The global insurance and reinsurance industry could face in the region of $130 billion to as much as $150 billion of losses if a really severe earthquake strikes the Tokyo region of Japan, according to Swiss Re.
“The high concentration of population and wealth in the Tokyo region mean a serious quake could cause insured losses of an estimated USD 130-150bn,” Swiss Re explained.
Adding that, “This would be the highest ever loss globally from one event.”
It is almost one hundred years on from the Great Kanto Earthquake now, an event that killed over 100,000 people and caused economic losses that reached close to one-third of Japan’s GDP.
It is still the country’s worst natural disaster to ever occur and while Japan is a global leader in enforcing stringent building codes and disaster mitigation measures, Swiss Re notes that “its areas of very dense populations and asset values create great potential for huge losses today.”
Seismic risk in Japan remains extremely high and as a result it has been a focus for insurance-linked securities (ILS) capacity, with catastrophe bonds and collateralized reinsurance both featuring within insurer reinsurance towers there.
In fact, there are over $1.4 billion of Japanese quake exposed catastrophe bonds outstanding at this time, Artemis’ data shows, with another $520 million of Japan multi-peril cat bonds with quake exposure as well and more Japanese quake embedded in some international multi-peril deals.
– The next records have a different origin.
PR #62, opened 2016-12-17
Fix outputs limit and funding output script

fivepiece:
- change outputs limit to 252 as more would mean `output-index` > 1 byte
- remove `0` from the funding output script as it is not part of a normal 2-of-2 multisig script

I believe these two corrections are appropriate.

BOLT02 says: "The `output-index` can only be 1 byte.." , this means compact size int up to 0xFC, or 252.

BOLT03 describes the "Funding Transaction Output" as a P2WSH of a 2-of-2 multisig redeemscript of the two commit keys' pubkeys.
This is just a normal 2-of-2 multisig, so `0` isn't really used.

### DIFF
--- a/02-peer-protocol.md
+++ b/02-peer-protocol.md
@@ -215,7 +215,7 @@ The recipient MUST fail the channel if `signature` is incorrect, and MUST ignore
 
 #### Rationale
 
-The `output-index` can only be 1 byte, since that's how we'll pack it into the channel-id used throughout the protocol.  The limit of 255 outputs should not be overly burdensome.
+The `output-index` can only be 1 byte, since that's how we'll pack it into the channel-id used throughout the protocol.  The limit of 252 outputs should not be overly burdensome.
 
 ### The `funding_signed` message
 
--- a/02-peer-protocol.md
+++ b/02-peer-protocol.md
@@ -215,7 +215,7 @@ The recipient MUST fail the channel if `signature` is incorrect, and MUST ignore
 
 #### Rationale
 
-The `output-index` can only be 1 byte, since that's how we'll pack it into the channel-id used throughout the protocol.  The limit of 252 outputs should not be overly burdensome.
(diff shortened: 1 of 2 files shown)


02-peer-protocol.md
```diff
@@ -215,7 +215,7 @@ The recipient MUST fail the channel if `signature` is incorrect, and MUST ignore
 
 #### Rationale
 
-The `output-index` can only be 1 byte, since that's how we'll pack it into the channel-id used throughout the protocol.  The limit of 255 outputs should not be overly burdensome.
+The `output-index` can only be 1 byte, since that's how we'll pack it into the channel-id used throughout the protocol.  The limit of 252 outputs should not be overly burdensome.
```
Roasbeef: The protocol doesn't use any compact integers, just regular full big-endian integers everywhere on the wire. With that said, `255` is the correct limit, I don't see the rationale behind reducing it to `252`.

03-transactions.md
```diff
@@ -13,7 +13,7 @@ Most transaction outputs used here are P2WSH outputs, the segwit version of P2SH
 ## Funding Transaction Output
 
 * The funding output script is a pay-to-witness-script-hash<sup>[BIP141](https://github.com/bitcoin/bips/blob/master/bip-0141.mediawiki#witness-program)</sup> to:
-   * `0 2 <key1> <key2> 2 OP_CHECKMULTISIG`
+   * `2 <key1> <key2> 2 OP_CHECKMULTISIG`
```
Roasbeef: Nice catch, it seems the zero was there in order to indicate an extra item on the stack to consume the extra pop as a result of the CMS bug within Script. The extra (dummy) item appears on the _witness_, not the witness script.

02-peer-protocol.md
fivepiece: Reverted, but accidentally replied in the commit message (oops)

03-transactions.md
rustyrussell: Yep, good catch!  I expect more of these as we implement and create test vectors...

PR #64, opened 2016-12-19
BOLT 3: fix fee computations

sstone:
1. HTLCs must be able to pay for their HTLC success/timeout transaction fees
2. The amount in the transaction output for a given HTLC should match the HTLC amount
3. The amount of the HTLC success/timeout transaction should be the HTLC amount minus the transaction fee
4. add examples

### DIFF
--- a/03-transactions.md
+++ b/03-transactions.md
@@ -369,18 +369,38 @@ The fee for a commitment transaction MUST BE calculated to match:
 
 1. Start with `weight` = 724, and `fee` = 0.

Given the scope for losses, it is no surprise Japan earthquake is a peak peril and so its insurers benefit from the use of the capital markets as a source of reinsurance.
Swiss Re provides some data that helps to lay bare the scale of the potential for losses, saying that, “The economic losses from a Mw 7.3 quake beneath the Tokyo Metropolitan area could be nearly USD 1 trillion in today’s prices – and we estimate that the associated insured losses could be almost twice the annual average loss from all natural disasters globally for the last 10 years.”
Swiss Re adds that, “We estimate the associated insured losses from residential and non-residential claims at about JPY 13.3-15.2 trillion, or USD 130-150 billion today: the biggest ever single-event loss to the global insurance industry.”
The reinsurer also noted, “The Tokyo Disaster Management Council estimates up to a 6% probability of a repeat Mw 7.9 earthquake striking the city within the next 30 years.”
Which ensures that Japanese earthquake exposure will remain an area that the capital markets can support the global reinsurance industry, in assuming risk and diversifying it into the capital markets.
The level of risk also explains why Japan quake is becoming one of the most transferred risks in parametric form as well, with relatively significant use of parametric insurance to protect corporations with significant exposure to quake damage or business interruption.